(Beginning of MATERIAL FOR THIS EXERCISE)

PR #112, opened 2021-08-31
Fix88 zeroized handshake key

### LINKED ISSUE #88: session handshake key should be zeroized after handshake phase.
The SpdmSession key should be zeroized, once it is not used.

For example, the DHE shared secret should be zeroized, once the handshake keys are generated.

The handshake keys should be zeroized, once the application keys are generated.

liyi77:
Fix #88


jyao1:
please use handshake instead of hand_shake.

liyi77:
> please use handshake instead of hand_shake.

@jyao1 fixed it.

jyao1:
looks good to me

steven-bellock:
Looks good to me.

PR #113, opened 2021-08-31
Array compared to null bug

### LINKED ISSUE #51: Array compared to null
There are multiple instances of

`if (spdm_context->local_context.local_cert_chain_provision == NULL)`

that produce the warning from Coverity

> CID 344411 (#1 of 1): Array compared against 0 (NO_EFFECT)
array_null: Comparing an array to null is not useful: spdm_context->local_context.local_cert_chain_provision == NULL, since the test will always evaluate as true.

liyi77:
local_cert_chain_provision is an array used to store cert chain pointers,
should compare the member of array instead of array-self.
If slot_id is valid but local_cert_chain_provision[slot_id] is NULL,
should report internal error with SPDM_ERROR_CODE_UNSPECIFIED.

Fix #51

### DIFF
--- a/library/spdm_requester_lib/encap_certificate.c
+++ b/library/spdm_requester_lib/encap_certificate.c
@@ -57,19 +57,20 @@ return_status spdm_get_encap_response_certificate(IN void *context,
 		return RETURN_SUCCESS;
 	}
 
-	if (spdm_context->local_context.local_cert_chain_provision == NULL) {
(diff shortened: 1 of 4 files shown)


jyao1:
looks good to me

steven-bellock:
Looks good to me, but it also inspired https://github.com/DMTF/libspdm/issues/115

(End of MATERIAL FOR THIS EXERCISE)
(Beginning of MATERIAL FOR THIS EXERCISE)

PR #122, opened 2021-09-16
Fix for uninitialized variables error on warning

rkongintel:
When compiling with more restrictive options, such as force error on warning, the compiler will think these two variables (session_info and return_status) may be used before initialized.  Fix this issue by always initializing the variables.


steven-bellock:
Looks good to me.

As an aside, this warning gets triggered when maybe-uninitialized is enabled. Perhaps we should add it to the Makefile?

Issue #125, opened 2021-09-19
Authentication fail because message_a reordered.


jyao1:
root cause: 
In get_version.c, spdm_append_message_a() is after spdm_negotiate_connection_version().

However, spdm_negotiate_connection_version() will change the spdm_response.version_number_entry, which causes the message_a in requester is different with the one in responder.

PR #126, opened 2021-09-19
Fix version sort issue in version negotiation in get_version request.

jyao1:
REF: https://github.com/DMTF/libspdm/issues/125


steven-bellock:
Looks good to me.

(End of MATERIAL FOR THIS EXERCISE)

> WHAT TO WORK ON: Could you find every line in the records above that has the string "always" and copy it?

> ANSWER TO THIS PROBLEM:
array_null: Comparing an array to null is not useful: spdm_context->local_context.local_cert_chain_provision == NULL, since the test will always evaluate as true.
When compiling with more restrictive options, such as force error on warning, the compiler will think these two variables (session_info and return_status) may be used before initialized.  Fix this issue by always initializing the variables.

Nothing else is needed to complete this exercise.